Exercise goal: Whenever a line in the material below contains "passing", copy that line.

Input data:
PR #297, opened 2015-03-02
Simplify validation options

antstorm:
Much simpler passing of validation options.

The only difference is that passing `subunit_numericality: false` won't work, but I'm not sure if this was ever a feature, because there's no docs or tests for this behaviour.

### DIFF
--- a/lib/money-rails/active_record/monetizable.rb
+++ b/lib/money-rails/active_record/monetizable.rb
@@ -90,16 +90,20 @@ module MoneyRails
             if validation_enabled = MoneyRails.include_validations && !options[:disable_validation]
 
               # This is a validation for the subunit
-              validates subunit_name, {
-                :allow_nil => options[:allow_nil],
-                :numericality => options[:subunit_numericality] || true
-              }
+              if subunit_numericality = options.fetch(:subunit_numericality, true)
+                validates subunit_name, {
+                  :allow_nil => options[:allow_nil],
+                  :numericality => subunit_numericality
+                }
+              end
 
               # Allow only Money objects or Numeric values!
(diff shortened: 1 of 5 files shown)


lib/money-rails/active_record/monetizable.rb
```diff
@@ -89,30 +89,16 @@ def monetized_attributes
...
-                true
-              else
-                options[:numericality]
-              end
-
               # This is a validation for the subunit
               validates subunit_name, {
                 :allow_nil => options[:allow_nil],
-                :numericality => subunit_validation_options
+                :numericality => options[:subunit_numericality] || true
```
pftg: what do you think about using `Hash#fetch` then `false` will be worked?
By the way I think we does not have tests for `false` values, so you example passed but should not.

pftg:
@antstorm please add tests for case like: `subunit_numericality: false`

lib/money-rails/active_record/monetizable.rb
semmons99: Agreed. Fetch is our friend here. 



- shane

antstorm:
@pftg for some reason I keep forgetting the handy `fetch` method, thanks for reminding!

I've added tests for skipping validations separately.

semmons99:
Still getting failures. Post a message here if you need help.

antstorm:
@semmons99 yeah, it seems like Rails 3 doesn't care about what you pass to `:numericality` in `validates`. As long as the key is present it will run the validation. Hopefully that will fix it. Seems like the initial version would also fail those new tests, which is good, because now it's fixed.

semmons99:
merged!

Solution to this exercise:
Much simpler passing of validation options.
The only difference is that passing `subunit_numericality: false` won't work, but I'm not sure if this was ever a feature, because there's no docs or tests for this behaviour.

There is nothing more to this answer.